HI has a normal boiling point of –35.4°C, and its ∆Hvap is 21.16 kJ/mol. Calculate the molar entropy of vaporization (∆Svap) in J/K.mol

a) ∆Svap = 74.22J/K⋅mol
b) ∆Svap = -74.22J/K⋅mol
c) ∆Svap = 214.38J/K⋅mol
d) ∆Svap = -214.38J/K⋅mol

Answer 1

The molar entropy of vaporization (∆Svap) is calculated by dividing the ∆Hvap value by the temperature in Kelvin.

Step-by-step explanation:

To calculate the molar entropy of vaporization (∆Svap), we need to convert the ∆Hvap value from kJ/mol to J/mol. Given that the ∆Hvap is 21.16 kJ/mol, we multiply this value by 1000 to convert it to J/mol, resulting in 21160 J/mol.

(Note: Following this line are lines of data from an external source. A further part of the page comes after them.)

Issue #585, opened 2021-11-15
Darwin nebula client not finding/receiving udpAddrs for other hosts.


turtlewax:
My lighthouse most definitely knows and has a udpAddr for a remote host (Linux) and my mac host. Trouble is, my mac nebula host doesn't seem to be able to find out about the udpAddr for the other remote host (Linux).

Here is what I see on my lighthouse:
`Nov 15 10:26:14 hostname nebula[1478]: time="2021-11-15T10:26:14-05:00" level=info msg="Handshake message sent" certName=pc1 fingerprint=2733666f6007c2b508475b269fdb332a240343c49ba36b3973c5ffc31f999151 handshake="map[stage:2 style:ix_psk0]" initiatorIndex=1797597823 issuer=298e1986b9d3e1f20316a9b3389ebb037dcfe465932453e2b25c4f949e3e0217 remoteIndex=0 responderIndex=1842167964 sentCachedPackets=0 udpAddr="<redacted public IP>:48415" vpnIp=192.168.200.3`

And here is what my mac nebula client reports:
`INFO[0868] Handshake timed out durationNs=9382057076 handshake="map[stage:1 style:ix_psk0]" initiatorIndex=788921434 remoteIndex=0 udpAddrs="[]" vpnIp=192.168.200.3`

Now, the lighthouse log absolutely shows both of these separate hosts properly, with different, correct public udpAddrs assigned for each. The other remote host (192.168.200.3) is correctly reporting the udpAddr for the mac client, but the mac client never seems to get or find out about a udpAddr for the remote host (udpAddrs="[]", as seen above).

Why is this? Is this a bug in the Darwin nebula client that no one has reported yet?

nbrownus:
Have you confirmed that the mac client is connected to the same lighthouse?

turtlewax:
Yes, I only have a single lighthouse running.  The lighthouse itself has correct udpAddr and vpnIp values for both of the clients (Linux and Mac).  The Linux client does have a correct udpAddr value for the macOS client, but the macOS client has a perpetually empty udpAddr value for the Linux client.

Client configurations are basically identical, with the exception of certs and keys of course.

nbrownus:
Do you have either of these setup on any of your hosts? https://github.com/slackhq/nebula/blob/78d0d46baea578c9d6e02c2f0f137068bc269839/examples/config.yml#L52
[...]

PR #587, opened 2021-11-15
Warn if no lighthouses were configured on a non lighthouse node

nbrownus:
Would help in situations like #585


tarrenj:
This has also tripped me up by mistake. Maybe also add a check to ignore `static_host_map` if `amLighthouse`?

nbrownus:
> This has also tripped me up by mistake. Maybe also add a check to ignore `static_host_map` if `amLighthouse`?

It's ok to have static host entries on a lighthouse node, you can run an entire mesh without a lighthouse if you desire.

wadey (approved):

PR #590, opened 2021-11-18
don't set ConnectionState to nil

wadey:
We might have packets processing in another thread, so we can't safely
just set this to nil. Since we removed it from the hostmaps, the next
packets to process should start the handshake over again.

I believe this comment is outdated or incorrect, since the next
handshake will start over with a new HostInfo, I don't think there is
any way a counter reuse could happen:

> We must null the connectionstate or a counter reuse may happen

Here is a panic we saw that I think is related:

    panic: runtime error: invalid memory address or nil pointer dereference
    [signal SIGSEGV: segmentation violation code=0x1 addr=0x20 pc=0x93a037]
    goroutine 59 [running, locked to thread]:
    github.com/slackhq/nebula.(*Firewall).Drop(...)
            github.com/slackhq/nebula/firewall.go:380
    github.com/slackhq/nebula.(*Interface).consumeInsidePacket(...)
            github.com/slackhq/nebula/inside.go:59
    github.com/slackhq/nebula.(*Interface).listenIn(...)
            github.com/slackhq/nebula/interface.go:233
    created by github.com/slackhq/nebula.(*Interface).run
            github.com/slackhq/nebula/interface.go:191

### DIFF
--- a/outside.go
+++ b/outside.go
@@ -349,9 +349,8 @@ func (f *Interface) handleRecvError(addr *udp.Addr, h *header.H) {
 		return
 	}
 
-	// We delete this host from the main hostmap
-	f.hostMap.DeleteHostInfo(hostinfo)
-	// We also delete it from pending to allow for
+	f.closeTunnel(hostinfo, false)
+	// We also delete it from pending hostmap to allow for
 	// fast reconnect.
 	f.handshakeManager.DeleteHostInfo(hostinfo)
 }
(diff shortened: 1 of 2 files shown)


forfuncsake (dismissed):
I don't have a full mental model of all uses of the `ConnectionState` or `copyHostInfo`, but at a quick scan I didn't see anything obvious that could lead to counter reuse either.

Looks like it should be safer to not nil this out.

outside.go
```diff
@@ -352,9 +352,7 @@ func (f *Interface) handleRecvError(addr *udp.Addr, h *header.H) {
 	// We delete this host from the main hostmap
 	f.hostMap.DeleteHostInfo(hostinfo)
```
nbrownus, line 353: I think it would be more correct to call `f.closeTunnel(hostinfo, true)` since this is missing a few parts of removing a tunnel currently.

wadey: Good call, PR updated.

nbrownus (approved):

PR #592, opened 2021-11-23
Read MaxRemotes and roaming timer values from config file.

tarrenj:
Read `PromoteEvery`, `ReQueryEvery`, and RoamingSuppressSeconds`
from a new `dynamic_routing` block in the config file instead of
hardcoded constants in the `hostmap.go` file.

### DIFF
--- a/examples/config.yml
+++ b/examples/config.yml
@@ -128,6 +128,15 @@ punchy:
 # and has been deprecated for "preferred_ranges"
 #preferred_ranges: ["172.16.0.0/24"]
 
+dynamic_roaming:
+  #promote_every: 1000
+  #requery_every: 5000
+  # How long we should prevent roaminb back to the previous IP.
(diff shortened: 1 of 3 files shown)


tarrenj:
I would also like to move `MaxRemotes` (defined in hostmap.go, used in remote_list.go`) to a config element but I was unsure the best way to do this. Any suggestions?

tarrenj:
```Go
// Must type cast instead of using c.GetDuration because the value is multiplied by time.Second everywhere else.
RoamingSuppressSeconds = time.Duration(c.GetInt("dynamic_roaming.roaming_suppress_seconds", 2))
```
This is messy, but was less impactful than removing the `*time.Seconds` everywhere and renaming the removing the `Seconds` from the var name...

johnmaguire:
@tarrenj Could you share the motivation behind this change? Is there a reason you need to configure these values?

PR #596, opened 2021-11-24
Add clean/uninstall and expand install Makefile targets

tarrenj:
Adds a Makefile target for `clean` and `uninstall`, and expands the existing `install` target. Also implement some standard Makefile conventions.

### DIFF
--- a/Makefile
+++ b/Makefile
@@ -50,6 +50,10 @@ ALL = $(ALL_LINUX) \
 	freebsd-amd64 \
 	windows-amd64
 
+CONFIG_DIR = ~/.config/nebula/
+CONFIG_FILE_PATH = "$(CONFIG_DIR)config.yml"
+PKI_DIR = ~/.config/nebula/certificates/
+
 e2e:
 	$(TEST_ENV) go test -tags=e2e_testing -count=1 $(TEST_FLAGS) ./e2e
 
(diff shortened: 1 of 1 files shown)


Makefile
```diff
@@ -91,6 +95,15 @@ bin:
 install:
 	go install $(BUILD_ARGS) -ldflags "$(LDFLAGS)" ${NEBULA_CMD_PATH}
 	go install $(BUILD_ARGS) -ldflags "$(LDFLAGS)" ./cmd/nebula-cert
+	mkdir -p "$(CONFIG_DIR)";\
+	mkdir -p "$(PKI_DIR)";\
+	cp --update --backup --verbose examples/config "$(CONFIG_FILE)"
```
hlovdal, line 100: [cp on FreeBSD](https://www.freebsd.org/cgi/man.cgi?cp) does not support those command line options.

tarrenj: @hlovdal Thanks for the feedback! I've opened https://github.com/slackhq/nebula/pull/607 as another iteration of this, but I still haven't resolved this issue. Do you know what the convention on handling config files is? The config file should only be copied in if the user has not modified the existing one, I know I could use an `if` to achieve this but I'd like to keep things simple. Maybe the solution is just to always copy the config to `example_config.yml` and make it the users responsibility to make updates in another file?

hlovdal: In rpm based systems, behaviour for overwriting config files is determined both by the specification used to generate the rpm file as well as if the file is modified or not.

A simple hello-world package would typically have something like the following in its spec file:

```rpmspec
%files
%defattr(-,root,root,-)
/usr/bin/hello
%config /etc/hello-message.txt
```

The key thing here is `%config` macro that marks a file specifically as a configuration file. The wast majority of files under /etc are marked as config files, but I did some querying and the first example of something that is not was `/etc/dconf/profile/ibus`. So that means that when ever the `ibus` package is updated, that file will be overwritten regardless of modifications ([Etckeeper](https://etckeeper.branchable.com/) for the win in those situations). But this is quite rare, I had to search quite a bit to find an example.

Since rpm keeps a database of all installed files along with their nominal md5sum it can easily detect if a config file is modified or not when doing updates, and if the config file is not modified it will be updated regardless of the `%config` macro. If not either the new file is either added with an extra `.rpmnew` file extension or the existing version is replaced but saved with an extra `.rpmsave` file extension. Jon Warbrick has an [excellent summary](https://www.cl.cam.ac.uk/~jw35/docs/rpm_config.html).

----

But for a Makefile target that lacks rpm's infrastructure I think the only sensible approach is to not overwrite the config file but instead copy it to an additional file (with displayed information/warning). The risk and effect of losing a user's configuration is more severe than the inconvenience of having to do some post install updates.

And specifically in nebula's case, *"if the user has not modified the existing one"* will virtually never be true since > 99.999% of nebula users will modify at least `static_host_map` and `lighthouse.hosts` thus making that point moot.

PR #607, opened 2021-12-13
Add clean/uninstall and expand install Makefile targets

tarrenj:
Add a `clean`, and `uninstall` target.
Expand existing `install` target
Use (some) existing Makefile conventions like specifying the shell and `prefix` directory specification.


tarrenj:
This is a continuation of https://github.com/slackhq/nebula/pull/596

Since ∆Svap is defined as ∆Hvap/T, where T is the temperature in Kelvin, we need to convert the normal boiling point of -35.4°C to Kelvin. Adding 273.15 to -35.4 gives us 237.75 Kelvin. Therefore, ∆Svap = 21160 J/mol divided by 237.75 K, which equals 88.91 J/K.mol.